In a guest blog post for the American Mathematical Society, MƒA President John Ewing says “poppycock!” to those who push the notion that American education is in a crisis. While acknowledging that things are far from perfect, Ewing says there is little evidence to suggest we’re at a turning point and proclaiming “crisis” is not only wrong, but dangerous.
“Declaring a crisis ensures that education reform starts from a deficit model. Focus on everything that’s wrong. Fix what’s broken. Concentrate on the bottom. What should we do about failing schools? How do we get rid of ineffective teachers? Which subjects are weakest? This has been the underlying model for American education for the past few decades, and it does great harm.”

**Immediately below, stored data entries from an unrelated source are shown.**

PR #440, opened 2024-01-22
Add guard to avoid overwriting releases

berland:
Only bleeding builds will be overwritten by default.

Solves the komodo part of https://github.com/equinor/komodo-releases/issues/5063

### DIFF
--- a/komodo/cli.py
+++ b/komodo/cli.py
@@ -82,6 +82,9 @@ def _main(args):
     if args.download and not args.build:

“A deficit model guarantees regression to the mean. Focus on the worst, ignore the best, and education drifts towards mediocrity. More importantly, it draws the public’s attention only to what’s wrong, so people see education through distorted lenses. All that’s wrong is brought into sharp focus; all that’s excellent is blurred. The people responsible for that excellence become demoralized and eventually give up.”
So why is it so hard to move away from this crisis mentality? Ewing theorizes that it's because nearly everyone in education benefits from the notion of a crisis… everyone, except teachers and students.

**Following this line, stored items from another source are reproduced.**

PR #441, opened 2024-01-22
Fix activator switch

### LINKED ISSUE #438: komodo enable script is not compatible with rhel8
With the current activator script, if you try to source any release not using the full release name (including rhel7 or rhel8) you will get a migration warning if you are using rhel8 saying that rhel6 is not supported:
``` 
Attention! Your machine is running on an environment that is not supported. RHEL6 has been phased out.
From October 2020, komodo versions only support RHEL7.
```
This because we only check for rhel7 in the enable script. We need to make this compatible with two rhel versions and two python versions. Where the initial plan is to provide py38 release for rhel7+8 and py311 release for rhel8.

larsevj:
Resolves #438

### DIFF
--- a/komodo/data/activator_switch.csh.tmpl
+++ b/komodo/data/activator_switch.csh.tmpl
@@ -1,3 +1,4 @@
+{% if py_version == "py38" -%}
 if ( `uname -r` =~ *el7* ) then
     setenv KOMODO_ROOT {{ prefix }}
     set KOMODO_RELEASE_REAL = "{{ release }}"
@@ -7,6 +8,30 @@ if ( `uname -r` =~ *el7* ) then
         set prompt = "[$KOMODO_RELEASE_REAL] $_KOMODO_OLD_PROMPT"
     endif
     setenv KOMODO_RELEASE $KOMODO_RELEASE_REAL
-else
+elif ( `uname -r` =~ *el8* ) then
+    setenv KOMODO_ROOT {{ prefix }}
+    set KOMODO_RELEASE_REAL = "{{ release }}"
+
+    source $KOMODO_ROOT/$KOMODO_RELEASE_REAL-rhel8/enable.csh
+    if ( $?_KOMODO_OLD_PROMPT ) then
+        set prompt = "[$KOMODO_RELEASE_REAL] $_KOMODO_OLD_PROMPT"
+    endif
+    setenv KOMODO_RELEASE $KOMODO_RELEASE_REAL
+{%- else -%}
+if ( `uname -r` =~ *el7* ) then
+    echo "Error! Komodo release for Python newer than 3.8 is not available on RHEL7."
+elif ( `uname -r` =~ *el8* ) then
+    setenv KOMODO_ROOT {{ prefix }}
+    set KOMODO_RELEASE_REAL = "{{ release }}"
+
+    source $KOMODO_ROOT/$KOMODO_RELEASE_REAL-rhel8/enable.csh
+    if ( $?_KOMODO_OLD_PROMPT ) then
+        set prompt = "[$KOMODO_RELEASE_REAL] $_KOMODO_OLD_PROMPT"
+    endif
+    setenv KOMODO_RELEASE $KOMODO_RELEASE_REAL
+{%- endif %}
+elif ( `uname -r` =~ *el6* ) then
     echo -e "{{ migration_warning }}"
+else
+    echo "Attention! Your machine is running on an environment that is not supported."
 endif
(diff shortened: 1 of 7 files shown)


tests/test_switch.py
```diff
@@ -7,23 +7,33 @@
 
 def test_write_activator_switches(tmpdir):
     prefix = tmpdir / "prefix"
-    release = "2020.01.01-py27-rhel6"
-    expected_release = "2020.01.01-py27"
+    release = "2020.01.01-py38-rhel6"
+    expected_release = "2020.01.01-py38"
```
andreas-el, line 11: What's the reason for this update? Did we have py38 on rhel6 even?

komodo/data/activator_switch.csh.tmpl
```diff
@@ -7,6 +8,31 @@ if ( `uname -r` =~ *el7* ) then
...
+    if ( $?_KOMODO_OLD_PROMPT ) then
+        set prompt = "[$KOMODO_RELEASE_REAL] $_KOMODO_OLD_PROMPT"
+    endif
+    setenv KOMODO_RELEASE $KOMODO_RELEASE_REAL
+{%- endif %}
+elif ( `uname -r` =~ *el6* ) then
     echo -e "{{ migration_warning }}"
+else
+    echo -e "Attention! Your machine is running on an environment "
+    "that is not supported."
```
berland, line 37: missing echo on line 37

komodo/data/activator_switch.csh.tmpl
```diff
@@ -7,6 +8,31 @@ if ( `uname -r` =~ *el7* ) then
         set prompt = "[$KOMODO_RELEASE_REAL] $_KOMODO_OLD_PROMPT"
     endif
     setenv KOMODO_RELEASE $KOMODO_RELEASE_REAL
-else
+elif ( `uname -r` =~ *el8* ) then
```
berland, line 11: backticks in shell is deprecated, should use `$( ... )`

komodo/data/activator_switch.tmpl
```diff
@@ -1,10 +1,32 @@
...
+
+    source $KOMODO_ROOT/$KOMODO_RELEASE_REAL-rhel8/enable
+    export PS1="(${KOMODO_RELEASE_REAL}) ${_PRE_KOMODO_PS1}"
+    export KOMODO_RELEASE=$KOMODO_RELEASE_REAL
+{%- endif %}
+elif [[ $(uname -r) == *el6* ]]; then
     echo -e "{{ migration_warning }}"
+else
+    echo -e "Attention! Your machine is running on an environment "
+    "that is not supported."
```
berland, line 31: missing echo

komodo/data/activator_switch.tmpl
```diff
@@ -1,10 +1,32 @@
...
+elif [[ $(uname -r) == *el8* ]] ; then
+    export KOMODO_ROOT={{ prefix }}
+    KOMODO_RELEASE_REAL={{ release }}
+
+    source $KOMODO_ROOT/$KOMODO_RELEASE_REAL-rhel8/enable
+    export PS1="(${KOMODO_RELEASE_REAL}) ${_PRE_KOMODO_PS1}"
+    export KOMODO_RELEASE=$KOMODO_RELEASE_REAL
+{%- else -%}
+if [[ $(uname -r) == *el7* ]] ; then
+    echo -e "Warning! Komodo release for python3.11 is not available on RHEL7."
```
berland, line 18: should we write for "python newer than 3.8" to be in sync with what the tests actually tests?

tests/test_switch.py
```diff
@@ -41,13 +51,44 @@ def test_write_activator_switches(tmpdir):
...
+    source $KOMODO_ROOT/$KOMODO_RELEASE_REAL-rhel8/enable.csh
+    if ( $?_KOMODO_OLD_PROMPT ) then
+        set prompt = "[$KOMODO_RELEASE_REAL] $_KOMODO_OLD_PROMPT"
+    endif
+    setenv KOMODO_RELEASE $KOMODO_RELEASE_REAL
+elif ( `uname -r` =~ *el6* ) then
     echo -e "{MIGRATION_WARNING}"
+else
+    echo -e "Attention! Your machine is running on an environment "
+    "that is not supported."
```
berland, line 67: echo

tests/test_switch.py
andreas-el: I guess this is okay as is. I guess i'm just a bit put off by the combination in the version number. If the test only verifies that the suffixes are picked correctly, we could just as well update the rest of the version string to something more recent to avoid confusion?

komodo/data/activator_switch.tmpl
berland: Yup, this is an error, not warning.

andreas-el (approved):
LGTM 🚀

“For politicians, steady progress doesn’t capture the popular imagination—a crisis does, and when it involves voters’ children, it makes for good politics. For the media, especially the education media, a crisis generates readership and guarantees a livelihood. For education experts and researchers, a crisis makes their work critically important and worthy of support. For education providers a crisis sells products. Even for people who run education non-profits, a crisis helps to secure funding.”